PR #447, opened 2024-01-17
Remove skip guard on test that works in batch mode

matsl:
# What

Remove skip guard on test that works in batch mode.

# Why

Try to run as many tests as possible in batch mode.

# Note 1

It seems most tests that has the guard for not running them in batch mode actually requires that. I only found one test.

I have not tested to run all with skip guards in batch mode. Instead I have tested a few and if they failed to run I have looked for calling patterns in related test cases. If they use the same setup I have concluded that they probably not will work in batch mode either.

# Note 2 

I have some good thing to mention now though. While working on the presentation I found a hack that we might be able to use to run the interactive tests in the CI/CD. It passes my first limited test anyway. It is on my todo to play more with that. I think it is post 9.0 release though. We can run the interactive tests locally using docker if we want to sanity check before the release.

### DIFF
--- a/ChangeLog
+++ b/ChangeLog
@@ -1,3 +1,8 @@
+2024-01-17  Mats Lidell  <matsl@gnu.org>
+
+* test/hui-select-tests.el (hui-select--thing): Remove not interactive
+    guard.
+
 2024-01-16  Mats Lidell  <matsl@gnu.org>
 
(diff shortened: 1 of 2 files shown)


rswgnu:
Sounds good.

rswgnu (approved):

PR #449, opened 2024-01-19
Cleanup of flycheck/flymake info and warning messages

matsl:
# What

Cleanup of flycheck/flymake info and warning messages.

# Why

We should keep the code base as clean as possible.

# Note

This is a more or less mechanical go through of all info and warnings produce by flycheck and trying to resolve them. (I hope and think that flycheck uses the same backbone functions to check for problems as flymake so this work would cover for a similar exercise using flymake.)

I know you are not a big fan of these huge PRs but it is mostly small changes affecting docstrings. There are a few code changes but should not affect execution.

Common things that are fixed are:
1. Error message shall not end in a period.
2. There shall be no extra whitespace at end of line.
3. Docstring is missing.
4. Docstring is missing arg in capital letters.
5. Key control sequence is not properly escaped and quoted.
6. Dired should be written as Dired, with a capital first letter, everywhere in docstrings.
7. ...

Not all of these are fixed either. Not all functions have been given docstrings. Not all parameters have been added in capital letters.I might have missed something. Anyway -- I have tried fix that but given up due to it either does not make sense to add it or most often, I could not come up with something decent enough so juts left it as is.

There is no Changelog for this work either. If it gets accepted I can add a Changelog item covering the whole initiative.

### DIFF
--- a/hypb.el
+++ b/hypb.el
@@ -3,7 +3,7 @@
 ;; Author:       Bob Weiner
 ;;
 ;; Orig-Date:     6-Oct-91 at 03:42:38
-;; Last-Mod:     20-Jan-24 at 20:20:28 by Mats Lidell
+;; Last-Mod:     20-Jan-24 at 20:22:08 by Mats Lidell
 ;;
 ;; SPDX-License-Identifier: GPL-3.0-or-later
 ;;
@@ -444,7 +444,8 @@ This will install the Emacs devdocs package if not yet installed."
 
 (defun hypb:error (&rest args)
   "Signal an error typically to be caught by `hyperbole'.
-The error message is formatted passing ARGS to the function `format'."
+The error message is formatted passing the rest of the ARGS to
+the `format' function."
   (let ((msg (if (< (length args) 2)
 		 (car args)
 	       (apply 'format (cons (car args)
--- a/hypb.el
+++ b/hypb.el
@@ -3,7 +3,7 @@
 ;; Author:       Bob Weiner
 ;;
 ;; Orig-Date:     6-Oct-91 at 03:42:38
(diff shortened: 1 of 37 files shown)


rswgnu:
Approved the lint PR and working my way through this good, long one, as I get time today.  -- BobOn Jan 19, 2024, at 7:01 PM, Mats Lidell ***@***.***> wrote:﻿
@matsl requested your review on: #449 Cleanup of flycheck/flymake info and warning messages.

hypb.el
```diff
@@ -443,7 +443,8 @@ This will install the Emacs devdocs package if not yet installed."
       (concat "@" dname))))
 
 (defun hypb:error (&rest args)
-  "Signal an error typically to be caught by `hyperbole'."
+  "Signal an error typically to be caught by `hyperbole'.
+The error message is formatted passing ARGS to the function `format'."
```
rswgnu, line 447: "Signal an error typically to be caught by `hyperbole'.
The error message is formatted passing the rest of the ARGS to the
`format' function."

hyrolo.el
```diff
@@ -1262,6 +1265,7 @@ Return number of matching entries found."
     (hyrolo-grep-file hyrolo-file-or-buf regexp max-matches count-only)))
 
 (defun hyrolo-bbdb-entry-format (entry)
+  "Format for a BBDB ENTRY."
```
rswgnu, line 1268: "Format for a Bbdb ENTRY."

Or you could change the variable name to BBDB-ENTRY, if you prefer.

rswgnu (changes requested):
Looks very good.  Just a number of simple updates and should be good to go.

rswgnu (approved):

━━━━━━━━━━

**Action item:** Write all the records out again. Nothing may differ from the original.

**Exercise solution:**
PR #447, opened 2024-01-17
Remove skip guard on test that works in batch mode

matsl:
# What

Remove skip guard on test that works in batch mode.

# Why

Try to run as many tests as possible in batch mode.

# Note 1

It seems most tests that has the guard for not running them in batch mode actually requires that. I only found one test.

I have not tested to run all with skip guards in batch mode. Instead I have tested a few and if they failed to run I have looked for calling patterns in related test cases. If they use the same setup I have concluded that they probably not will work in batch mode either.

# Note 2 

I have some good thing to mention now though. While working on the presentation I found a hack that we might be able to use to run the interactive tests in the CI/CD. It passes my first limited test anyway. It is on my todo to play more with that. I think it is post 9.0 release though. We can run the interactive tests locally using docker if we want to sanity check before the release.

### DIFF
--- a/ChangeLog
+++ b/ChangeLog
@@ -1,3 +1,8 @@
+2024-01-17  Mats Lidell  <matsl@gnu.org>
+
+* test/hui-select-tests.el (hui-select--thing): Remove not interactive
+    guard.
+
 2024-01-16  Mats Lidell  <matsl@gnu.org>
 
(diff shortened: 1 of 2 files shown)


rswgnu:
Sounds good.

rswgnu (approved):

PR #449, opened 2024-01-19
Cleanup of flycheck/flymake info and warning messages

matsl:
# What

Cleanup of flycheck/flymake info and warning messages.

# Why

We should keep the code base as clean as possible.

# Note

This is a more or less mechanical go through of all info and warnings produce by flycheck and trying to resolve them. (I hope and think that flycheck uses the same backbone functions to check for problems as flymake so this work would cover for a similar exercise using flymake.)

I know you are not a big fan of these huge PRs but it is mostly small changes affecting docstrings. There are a few code changes but should not affect execution.

Common things that are fixed are:
1. Error message shall not end in a period.
2. There shall be no extra whitespace at end of line.
3. Docstring is missing.
4. Docstring is missing arg in capital letters.
5. Key control sequence is not properly escaped and quoted.
6. Dired should be written as Dired, with a capital first letter, everywhere in docstrings.
7. ...

Not all of these are fixed either. Not all functions have been given docstrings. Not all parameters have been added in capital letters.I might have missed something. Anyway -- I have tried fix that but given up due to it either does not make sense to add it or most often, I could not come up with something decent enough so juts left it as is.

There is no Changelog for this work either. If it gets accepted I can add a Changelog item covering the whole initiative.

### DIFF
--- a/hypb.el
+++ b/hypb.el
@@ -3,7 +3,7 @@
 ;; Author:       Bob Weiner
 ;;
 ;; Orig-Date:     6-Oct-91 at 03:42:38
-;; Last-Mod:     20-Jan-24 at 20:20:28 by Mats Lidell
+;; Last-Mod:     20-Jan-24 at 20:22:08 by Mats Lidell
 ;;
 ;; SPDX-License-Identifier: GPL-3.0-or-later
 ;;
@@ -444,7 +444,8 @@ This will install the Emacs devdocs package if not yet installed."
 
 (defun hypb:error (&rest args)
   "Signal an error typically to be caught by `hyperbole'.
-The error message is formatted passing ARGS to the function `format'."
+The error message is formatted passing the rest of the ARGS to
+the `format' function."
   (let ((msg (if (< (length args) 2)
 		 (car args)
 	       (apply 'format (cons (car args)
--- a/hypb.el
+++ b/hypb.el
@@ -3,7 +3,7 @@
 ;; Author:       Bob Weiner
 ;;
 ;; Orig-Date:     6-Oct-91 at 03:42:38
(diff shortened: 1 of 37 files shown)


rswgnu:
Approved the lint PR and working my way through this good, long one, as I get time today.  -- BobOn Jan 19, 2024, at 7:01 PM, Mats Lidell ***@***.***> wrote:﻿
@matsl requested your review on: #449 Cleanup of flycheck/flymake info and warning messages.

hypb.el
```diff
@@ -443,7 +443,8 @@ This will install the Emacs devdocs package if not yet installed."
       (concat "@" dname))))
 
 (defun hypb:error (&rest args)
-  "Signal an error typically to be caught by `hyperbole'."
+  "Signal an error typically to be caught by `hyperbole'.
+The error message is formatted passing ARGS to the function `format'."
```
rswgnu, line 447: "Signal an error typically to be caught by `hyperbole'.
The error message is formatted passing the rest of the ARGS to the
`format' function."

hyrolo.el
```diff
@@ -1262,6 +1265,7 @@ Return number of matching entries found."
     (hyrolo-grep-file hyrolo-file-or-buf regexp max-matches count-only)))
 
 (defun hyrolo-bbdb-entry-format (entry)
+  "Format for a BBDB ENTRY."
```
rswgnu, line 1268: "Format for a Bbdb ENTRY."

Or you could change the variable name to BBDB-ENTRY, if you prefer.

rswgnu (changes requested):
Looks very good.  Just a number of simple updates and should be good to go.

rswgnu (approved):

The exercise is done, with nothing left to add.